Stored items
>>
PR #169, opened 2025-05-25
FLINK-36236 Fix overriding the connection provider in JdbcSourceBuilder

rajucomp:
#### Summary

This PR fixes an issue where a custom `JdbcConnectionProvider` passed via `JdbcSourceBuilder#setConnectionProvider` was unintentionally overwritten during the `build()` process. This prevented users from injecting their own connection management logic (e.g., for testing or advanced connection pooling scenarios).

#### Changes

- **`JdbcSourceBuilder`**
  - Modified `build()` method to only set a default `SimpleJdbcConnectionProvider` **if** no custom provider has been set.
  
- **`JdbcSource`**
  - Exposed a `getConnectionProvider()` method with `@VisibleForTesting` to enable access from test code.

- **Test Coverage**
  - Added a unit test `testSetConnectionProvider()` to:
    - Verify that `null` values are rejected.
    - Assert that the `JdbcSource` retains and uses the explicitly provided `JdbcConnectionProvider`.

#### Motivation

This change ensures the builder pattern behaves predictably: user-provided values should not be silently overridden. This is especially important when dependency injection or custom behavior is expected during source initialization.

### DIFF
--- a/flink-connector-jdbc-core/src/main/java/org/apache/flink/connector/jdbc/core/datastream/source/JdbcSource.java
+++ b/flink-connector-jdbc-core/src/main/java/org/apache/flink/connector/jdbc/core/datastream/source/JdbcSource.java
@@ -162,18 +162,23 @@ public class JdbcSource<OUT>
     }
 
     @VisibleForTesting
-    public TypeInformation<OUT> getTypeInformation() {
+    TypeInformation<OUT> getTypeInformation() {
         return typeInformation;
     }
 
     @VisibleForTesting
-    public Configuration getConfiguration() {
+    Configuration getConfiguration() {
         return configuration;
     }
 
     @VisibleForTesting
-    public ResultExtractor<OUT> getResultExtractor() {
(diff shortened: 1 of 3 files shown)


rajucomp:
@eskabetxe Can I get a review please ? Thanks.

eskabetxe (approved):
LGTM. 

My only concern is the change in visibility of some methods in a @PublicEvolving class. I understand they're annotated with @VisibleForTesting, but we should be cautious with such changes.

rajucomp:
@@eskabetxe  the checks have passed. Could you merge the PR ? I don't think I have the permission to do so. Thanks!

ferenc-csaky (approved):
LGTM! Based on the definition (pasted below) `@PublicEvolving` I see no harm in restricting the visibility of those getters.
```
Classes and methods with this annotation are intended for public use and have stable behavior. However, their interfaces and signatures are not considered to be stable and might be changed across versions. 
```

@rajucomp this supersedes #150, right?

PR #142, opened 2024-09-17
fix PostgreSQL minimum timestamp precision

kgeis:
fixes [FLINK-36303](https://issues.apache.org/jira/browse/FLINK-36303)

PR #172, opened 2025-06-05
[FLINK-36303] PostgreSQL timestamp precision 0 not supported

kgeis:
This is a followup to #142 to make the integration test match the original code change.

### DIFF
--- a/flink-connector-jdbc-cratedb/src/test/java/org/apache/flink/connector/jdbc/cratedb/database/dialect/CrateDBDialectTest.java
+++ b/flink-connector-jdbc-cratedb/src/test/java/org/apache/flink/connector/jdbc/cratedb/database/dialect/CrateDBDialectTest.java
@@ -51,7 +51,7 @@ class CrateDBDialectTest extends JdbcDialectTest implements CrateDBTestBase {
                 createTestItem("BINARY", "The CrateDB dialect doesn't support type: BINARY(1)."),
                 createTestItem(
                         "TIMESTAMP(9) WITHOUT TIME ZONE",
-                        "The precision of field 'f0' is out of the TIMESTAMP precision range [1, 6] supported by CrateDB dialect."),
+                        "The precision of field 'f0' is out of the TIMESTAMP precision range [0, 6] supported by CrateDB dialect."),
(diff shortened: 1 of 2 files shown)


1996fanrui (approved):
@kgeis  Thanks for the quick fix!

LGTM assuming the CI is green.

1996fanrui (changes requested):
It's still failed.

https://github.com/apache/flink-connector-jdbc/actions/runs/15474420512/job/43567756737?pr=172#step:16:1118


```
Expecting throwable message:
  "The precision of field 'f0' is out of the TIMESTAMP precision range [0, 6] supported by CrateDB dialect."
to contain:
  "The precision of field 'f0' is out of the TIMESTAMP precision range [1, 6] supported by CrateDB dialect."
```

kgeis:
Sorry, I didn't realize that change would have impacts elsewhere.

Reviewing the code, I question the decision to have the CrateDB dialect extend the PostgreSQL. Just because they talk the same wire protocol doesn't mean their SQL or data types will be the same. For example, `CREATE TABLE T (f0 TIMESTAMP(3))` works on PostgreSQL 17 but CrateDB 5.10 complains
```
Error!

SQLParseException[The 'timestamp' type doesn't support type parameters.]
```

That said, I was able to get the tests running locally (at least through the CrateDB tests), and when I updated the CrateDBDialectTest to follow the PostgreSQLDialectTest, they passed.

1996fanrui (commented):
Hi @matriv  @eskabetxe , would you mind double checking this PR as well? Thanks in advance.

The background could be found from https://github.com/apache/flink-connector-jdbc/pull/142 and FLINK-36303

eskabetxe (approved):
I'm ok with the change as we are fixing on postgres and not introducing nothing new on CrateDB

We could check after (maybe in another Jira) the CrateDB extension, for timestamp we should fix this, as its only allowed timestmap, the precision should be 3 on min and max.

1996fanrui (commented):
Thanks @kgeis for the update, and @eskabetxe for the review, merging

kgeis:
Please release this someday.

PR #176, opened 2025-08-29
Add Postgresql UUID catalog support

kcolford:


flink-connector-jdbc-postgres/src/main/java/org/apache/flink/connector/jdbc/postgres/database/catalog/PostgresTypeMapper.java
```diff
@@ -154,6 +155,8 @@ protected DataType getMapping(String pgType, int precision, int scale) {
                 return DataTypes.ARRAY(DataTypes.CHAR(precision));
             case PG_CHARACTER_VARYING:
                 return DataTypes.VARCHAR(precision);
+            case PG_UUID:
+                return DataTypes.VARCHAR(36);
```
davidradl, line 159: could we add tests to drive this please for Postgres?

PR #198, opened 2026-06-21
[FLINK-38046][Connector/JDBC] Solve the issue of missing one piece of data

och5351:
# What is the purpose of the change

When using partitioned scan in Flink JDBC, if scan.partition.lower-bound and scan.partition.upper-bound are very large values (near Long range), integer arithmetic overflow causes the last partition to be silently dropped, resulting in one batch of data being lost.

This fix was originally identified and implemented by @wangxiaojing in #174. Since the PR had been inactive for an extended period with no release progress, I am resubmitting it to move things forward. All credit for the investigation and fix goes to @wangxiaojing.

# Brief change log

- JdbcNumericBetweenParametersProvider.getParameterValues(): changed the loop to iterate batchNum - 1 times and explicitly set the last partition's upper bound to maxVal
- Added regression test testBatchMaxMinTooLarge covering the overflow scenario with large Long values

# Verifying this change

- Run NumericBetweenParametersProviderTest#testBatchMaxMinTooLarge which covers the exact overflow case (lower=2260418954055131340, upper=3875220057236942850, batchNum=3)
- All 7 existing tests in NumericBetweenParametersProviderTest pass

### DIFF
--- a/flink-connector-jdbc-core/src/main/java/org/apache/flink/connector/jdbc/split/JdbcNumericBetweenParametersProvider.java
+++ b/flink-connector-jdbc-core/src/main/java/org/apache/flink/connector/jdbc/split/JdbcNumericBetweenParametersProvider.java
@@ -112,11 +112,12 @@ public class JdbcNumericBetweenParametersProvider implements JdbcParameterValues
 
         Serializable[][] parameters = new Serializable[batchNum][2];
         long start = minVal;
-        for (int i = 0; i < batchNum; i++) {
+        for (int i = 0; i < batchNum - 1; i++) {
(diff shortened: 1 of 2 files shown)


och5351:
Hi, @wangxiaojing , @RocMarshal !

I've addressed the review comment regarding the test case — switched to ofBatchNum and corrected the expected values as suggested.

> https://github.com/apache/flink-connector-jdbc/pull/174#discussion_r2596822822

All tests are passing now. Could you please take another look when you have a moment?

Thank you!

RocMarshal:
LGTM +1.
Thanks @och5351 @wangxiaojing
<<
>>
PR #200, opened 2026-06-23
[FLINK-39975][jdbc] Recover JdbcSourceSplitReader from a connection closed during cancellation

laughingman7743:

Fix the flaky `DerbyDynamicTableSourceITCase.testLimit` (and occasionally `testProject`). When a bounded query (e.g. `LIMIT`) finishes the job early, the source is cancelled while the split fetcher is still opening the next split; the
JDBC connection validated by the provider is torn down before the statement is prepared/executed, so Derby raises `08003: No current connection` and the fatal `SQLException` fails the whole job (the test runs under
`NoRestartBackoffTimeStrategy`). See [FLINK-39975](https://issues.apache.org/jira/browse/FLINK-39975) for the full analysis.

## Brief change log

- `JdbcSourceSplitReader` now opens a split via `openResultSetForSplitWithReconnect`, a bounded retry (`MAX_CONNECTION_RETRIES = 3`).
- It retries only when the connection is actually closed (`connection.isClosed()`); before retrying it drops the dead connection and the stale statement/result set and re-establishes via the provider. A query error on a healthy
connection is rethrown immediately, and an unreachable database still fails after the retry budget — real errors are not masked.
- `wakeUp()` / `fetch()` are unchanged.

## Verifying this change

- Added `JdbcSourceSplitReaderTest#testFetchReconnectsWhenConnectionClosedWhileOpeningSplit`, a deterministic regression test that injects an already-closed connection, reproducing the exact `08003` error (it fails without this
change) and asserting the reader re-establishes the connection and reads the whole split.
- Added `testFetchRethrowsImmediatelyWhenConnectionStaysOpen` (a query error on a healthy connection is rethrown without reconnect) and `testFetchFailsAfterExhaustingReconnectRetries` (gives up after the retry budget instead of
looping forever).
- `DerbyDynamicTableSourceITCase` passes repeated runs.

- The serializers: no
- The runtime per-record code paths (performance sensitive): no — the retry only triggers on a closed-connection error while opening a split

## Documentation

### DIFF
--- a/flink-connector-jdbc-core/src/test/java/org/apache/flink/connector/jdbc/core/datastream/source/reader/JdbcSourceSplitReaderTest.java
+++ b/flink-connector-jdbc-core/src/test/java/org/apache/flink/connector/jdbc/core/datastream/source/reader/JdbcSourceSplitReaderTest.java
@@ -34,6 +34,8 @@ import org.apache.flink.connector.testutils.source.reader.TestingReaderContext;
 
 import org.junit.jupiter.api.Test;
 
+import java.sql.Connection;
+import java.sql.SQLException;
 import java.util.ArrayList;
<<
>>
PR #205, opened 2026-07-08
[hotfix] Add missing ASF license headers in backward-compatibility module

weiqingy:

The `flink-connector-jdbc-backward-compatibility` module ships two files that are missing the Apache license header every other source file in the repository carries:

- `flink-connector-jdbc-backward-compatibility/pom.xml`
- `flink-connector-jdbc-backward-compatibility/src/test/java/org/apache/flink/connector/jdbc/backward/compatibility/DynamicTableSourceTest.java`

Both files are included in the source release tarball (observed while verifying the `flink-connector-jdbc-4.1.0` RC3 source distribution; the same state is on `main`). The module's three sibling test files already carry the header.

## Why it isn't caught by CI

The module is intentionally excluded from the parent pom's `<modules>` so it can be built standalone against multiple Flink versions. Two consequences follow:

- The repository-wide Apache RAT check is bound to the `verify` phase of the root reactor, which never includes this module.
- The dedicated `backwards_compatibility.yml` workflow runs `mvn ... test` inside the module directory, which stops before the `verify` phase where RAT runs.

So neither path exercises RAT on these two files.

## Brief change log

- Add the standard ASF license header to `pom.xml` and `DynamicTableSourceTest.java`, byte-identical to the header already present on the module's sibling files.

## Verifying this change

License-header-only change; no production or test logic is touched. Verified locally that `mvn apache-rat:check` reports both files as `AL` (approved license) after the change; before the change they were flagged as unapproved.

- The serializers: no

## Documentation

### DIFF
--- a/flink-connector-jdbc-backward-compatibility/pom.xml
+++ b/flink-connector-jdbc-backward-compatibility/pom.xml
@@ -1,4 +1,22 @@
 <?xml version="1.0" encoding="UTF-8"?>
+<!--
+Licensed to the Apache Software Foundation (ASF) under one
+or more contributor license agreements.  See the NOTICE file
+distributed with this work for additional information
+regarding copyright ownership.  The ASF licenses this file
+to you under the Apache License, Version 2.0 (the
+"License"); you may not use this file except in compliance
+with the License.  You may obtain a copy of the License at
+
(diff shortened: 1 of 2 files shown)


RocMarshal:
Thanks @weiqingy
<<
## What to do:
Among the lines above, which ones include the word "statement"? Copy them.

## Exercise answer:
JDBC connection validated by the provider is torn down before the statement is prepared/executed, so Derby raises `08003: No current connection` and the fatal `SQLException` fails the whole job (the test runs under
- It retries only when the connection is actually closed (`connection.isClosed()`); before retrying it drops the dead connection and the stale statement/result set and re-establishes via the provider. A query error on a healthy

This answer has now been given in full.